_What is required:_ Exactly the lines from the one containing "in a redirection" to the final line below should be output, and no others.

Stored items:

Issue #638, opened 2022-01-05
WS to HTTP redirection doesn't seem to be handle correctly


paulormart:
@paulormart 

please open an issue in `jsonrpsee` but the issue is that you got a HTTP redirection there... to a HTTP endpoint

```
target: Target { sockaddrs: [104.26.8.125:80, 104.26.9.125:80, 172.67.71.26:80, [2606:4700:20::681a:97d]:80, [2606:4700:20::ac43:471a]:80, [2606:4700:20::681a:87d]:80], host: "rpc.polkadot.io", host_header: "rpc.polkadot.io:80", _mode: Plain, path_and_query: "/" }
2022-01-05T15:32:34.132404Z DEBUG jsonrpsee_client_transport::ws: Connecting to target: Target { sockaddrs: [104.26.8.125:80, 104.26.9.125:80, 172.67.71.26:80, [2606:4700:20::681a:97d]:80, [2606:4700:20::ac43:471a]:80, [2606:4700:20::681a:87d]:80], host: "rpc.polkadot.io", host_header: "rpc.polkadot.io:80", _mode: Plain, path_and_query: "/" }
2022-01-05T15:32:34.266608Z DEBUG jsonrpsee_client_transport::ws: Redirection: status_code: 301, location: https://rpc.polkadot.io/
thread 'main' panicked at 'Some("https")', client/transport/src/ws/mod.rs:440:17
```

Thus, meanwhile use `wss://rpc.polkadot.io:443` if that's alright for you.

_Originally posted by @niklasad1 in https://github.com/paritytech/subxt/issues/384#issuecomment-1005824575_

paulormart:
Thanks for reviewing this @niklasad1 

If `wss://rpc.polkadot.io:443` is used from the `subxt` side we get this error `Error: Rpc(Transport(Invalid URL: URL scheme not supported, expects 'ws'))`

paulormart:
Ok got it. `client-ws-transport` feature was missing from the client library.

Cargo file should specify it like `jsonrpsee = { version = "0.7.0", features = ["macros", "ws-client", "http-client", "client-ws-transport"] }`

niklasad1:
The redirection is still an issue but I don't think there is anything we can do beside print a better error message in the client.

> Ok got it. client-ws-transport feature was missing from the client library.

good catch, it's a bug the ws-client crate should expose that feature but you can solve it like that too :)

PR #642, opened 2022-01-06
fix(ws client): improve error message bad URL

niklasad1:
Fixes/improves the error message when a bad URL is detected

Partly addresses https://github.com/paritytech/jsonrpsee/issues/638 to print an error when an absolute URI 
in a redirection couldn't be parsed as a WS target.

### DIFF
--- a/client/transport/src/ws/mod.rs
+++ b/client/transport/src/ws/mod.rs
@@ -286,7 +286,7 @@ impl<'a> WsTransportClientBuilder<'a> {
 							Ok(uri) => {
 								// Absolute URI.
 								if uri.scheme().is_some() {
-									let uri: Target = uri.try_into().map_err(|e| {
+									let target: Target = uri.try_into().map_err(|e| {
 										tracing::error!("Redirection failed: {:?}", e);
 										e
 									})?;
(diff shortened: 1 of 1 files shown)


client/transport/src/ws/mod.rs
```diff
@@ -434,11 +437,11 @@ impl TryFrom<Uri> for Target {
...
 			#[cfg(feature = "tls")]
 			Some("wss") => Mode::Tls,
-			_ => {
+			invalid_scheme => {
 				#[cfg(feature = "tls")]
-				let err = "URL scheme not supported, expects 'ws' or 'wss'";
+				let err = format!("{:?} not supported, expects 'ws' or 'wss'", invalid_scheme);
 				#[cfg(not(feature = "tls"))]
-				let err = "URL scheme not supported, expects 'ws'";
+				let err = format!("{:?} not supported, expects 'ws' ('wss' requires the tls feature)", invalid_scheme);
```
jsdw, line 444: This will print something like `Some("http") not supported, expects 'ws' or 'wss'`; are we happy with that or would it be better to maybe do something like `invalid_scheme.unwrap_or("no scheme")`?

jsdw (approved):
LGTM; minor question on error message format!

client/transport/src/ws/mod.rs
niklasad1: Right, I think you suggestion is better.

maciejhirsz (approved):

_Reply to the exercise:_
in a redirection couldn't be parsed as a WS target.

### DIFF
--- a/client/transport/src/ws/mod.rs
+++ b/client/transport/src/ws/mod.rs
@@ -286,7 +286,7 @@ impl<'a> WsTransportClientBuilder<'a> {
 							Ok(uri) => {
 								// Absolute URI.
 								if uri.scheme().is_some() {
-									let uri: Target = uri.try_into().map_err(|e| {
+									let target: Target = uri.try_into().map_err(|e| {
 										tracing::error!("Redirection failed: {:?}", e);
 										e
 									})?;
(diff shortened: 1 of 1 files shown)


client/transport/src/ws/mod.rs
```diff
@@ -434,11 +437,11 @@ impl TryFrom<Uri> for Target {
...
 			#[cfg(feature = "tls")]
 			Some("wss") => Mode::Tls,
-			_ => {
+			invalid_scheme => {
 				#[cfg(feature = "tls")]
-				let err = "URL scheme not supported, expects 'ws' or 'wss'";
+				let err = format!("{:?} not supported, expects 'ws' or 'wss'", invalid_scheme);
 				#[cfg(not(feature = "tls"))]
-				let err = "URL scheme not supported, expects 'ws'";
+				let err = format!("{:?} not supported, expects 'ws' ('wss' requires the tls feature)", invalid_scheme);
```
jsdw, line 444: This will print something like `Some("http") not supported, expects 'ws' or 'wss'`; are we happy with that or would it be better to maybe do something like `invalid_scheme.unwrap_or("no scheme")`?

jsdw (approved):
LGTM; minor question on error message format!

client/transport/src/ws/mod.rs
niklasad1: Right, I think you suggestion is better.

maciejhirsz (approved):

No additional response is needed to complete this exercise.